接下来顾不得时眠想太多,那个高高在上的天子,此时颤抖着手拉住时眠,近乎小心的问:“丫头,若是、若是……此恩我定会永生铭记!”
“皇、皇伯伯……”时眠被弄得一头雾水,好歹理顺了,“您别急,眠儿这就带您去!”
“等等,等等……”长孙彬手忙脚乱的在原地打转,还是蒲公公上前低语:“皇上莫急,奴才这就去找毒老,让他给五皇子报信。”
毒老?五皇子?
离得近,蒲公公的每一个字都落进了时眠的耳朵里。长孙彬没有给她留时间细想:“丫头,快走吧!”
时眠:“哦,好好。”
撵轿太慢了,长孙彬干脆不做,长腿大步大步的跨着,几乎是拉着时眠在跑。
等到了瑶华宫的后面,时眠撑着膝盖气喘吁吁的,断断续续的说道:“就、就在这、这面墙里面……”
长孙彬不安的跟在时眠身后,朝她指的地方看去,看到那面墙,瞳孔不可置信的放大。
时眠缓上了气,她凑近:“姐姐?姐姐你在吗?”
没声音。
时眠再说道:“姐姐,我找人来救你了,姐姐你出个声啊?”
还是没声音。
时眠有些着急了:“姐姐,你别怕,我不会出事的。我找来了大渝最厉害的人,只要有他在,你和我都会平安的。
“姐姐,你说话啊?皇伯伯一定会保护好我们的……”
“长孙彬?”
时眠惊喜:“是,就是他!”
这句话不光时眠听见了,长孙彬瞬间热泪盈了眼眶:“兰意,是我啊……”
笪兰意再次没了声音。
但是刚才她的那句话所有人都听见了,长孙彬忽略了她的异样,激动的大喊:“来人!来人!将这面墙给朕砸了!千万小心,要是伤到里面的人,朕让你们陪葬!”
“是!”
禁卫军齐声应道,宫人很快找来工具,开始一点点凿开这面墙。
头顶的天空蔚蓝如洗,月亮升了起来,与日同辉。气氛紧张,所有人都安静如鸡,时眠抱住时南昌的手臂,看着他们的进展,她不由得攥紧了时南昌的袖子。
一阵“乒铃乓啷”过后,这面红墙终于被砸成两半,露出一个缺口。
墙就那么厚,一个瘦弱的女子站进去,转身都很困难。光线落进去,一眼朝里面望去,里面不再黑漆漆一片,隐约可以看见里面的空间是个有个长条矩形,若是躺下来不知道还有没有空地。

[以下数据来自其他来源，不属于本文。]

PR #2861, opened 2026-08-24
BYD Atto 3: retry contactor close when the BMS wakes after the inverter's permission

ekholm:
The wiki documents a startup-order restriction for the Atto 3: if the BMS comes up after the inverter has already granted permission to close, the emulator sits in standby until a reboot. The cause is in the state machine: the close is requested only on the permission edge; when the close-confirm window times out (BMS not awake yet), the state machine falls back to standby with the edge already consumed — nothing re-requests, so it stays there until a reboot re-creates the edge.

This adds a feedback-gated retry: after a failed confirm, the close is re-requested only when battery feedback (0x344) is newer than the give-up — a dead bus cannot loop, and a permission withdrawal disarms the retry. With a live but refusing BMS the worst case is one visible MISMATCH per 15-second window, which matches the keep-trying-while-permitted semantics elsewhere in the machine.

Host-verified: a regression test drives the state machine through transmit_can and fails without the fix; a second test pins that stale feedback must not retry. Full suite + shuffle seeds green; lilygo_330 builds with -Werror. I don't have an Atto 3 pack, so this is host/bench evidence only — a confirm from an Atto 3 owner would close the wiki restriction for good.

### DIFF
--- a/Software/src/battery/BYD-ATTO-3-BATTERY.cpp
+++ b/Software/src/battery/BYD-ATTO-3-BATTERY.cpp
@@ -762,9 +762,21 @@ void BydAttoBattery::handle_contactor_control(unsigned long currentMillis) {
     previousContactorsAllowedClosed = contactorsAllowedClosed;
     if (!contactorsAllowedClosed) {
       requestContactorOpen = true;
+      closeRetryArmed = false;  // Permission withdrawn - the abandoned close must not resurrect
     } else {
       requestContactorClose = true;
     }
+  }
+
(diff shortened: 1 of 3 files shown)


dalathegreat:
@demon1300 please approve/reject this PR!

demon1300:
@dalathegreat sure thing.

My only comments would be:

1. The late-start retry is a good fix, but it appears that pressing open contactors does not cancel a pending retry. When the battery next sends the relevant CAN message, it may try to close the contactors again.

2. Could the open command cancel any pending close retry, with a test confirming the contactors remain open afterward?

时眠的视线落在地面上一顿,那儿有个木板,应该是个暗道,有禁卫军拉了拉,木板从下面被反锁了。
“让开!”
长孙彬的声音惊颤又嘶哑,禁卫军散开来,全部都低着头不敢朝这边看。
长孙彬一步一步的走到那个缺口,他想进去,奈何身子过于壮硕。他硬是挤了挤,碎石划破了他的龙袍,身子被挤得变了形,他还是咬牙,几乎带着哭腔:“兰意,你出来好不好,我求求你,出来好不好……”
“啪嗒”一声脚步,时眠的心尖都跟着一颤,那边露出一片黑色的衣角。
笪兰意再次顿住,她终于开口说话了:“我的御儿呢?”
长孙彬:“他很平安,真的!我已经让人去找他了!你出来就可以见着他了!”
“可是,我现在很丑,很脏,很狼狈。”
“没事的!没事的!你不丑!不脏!永远都是我的兰意,兰意你别怕,已经没事了。”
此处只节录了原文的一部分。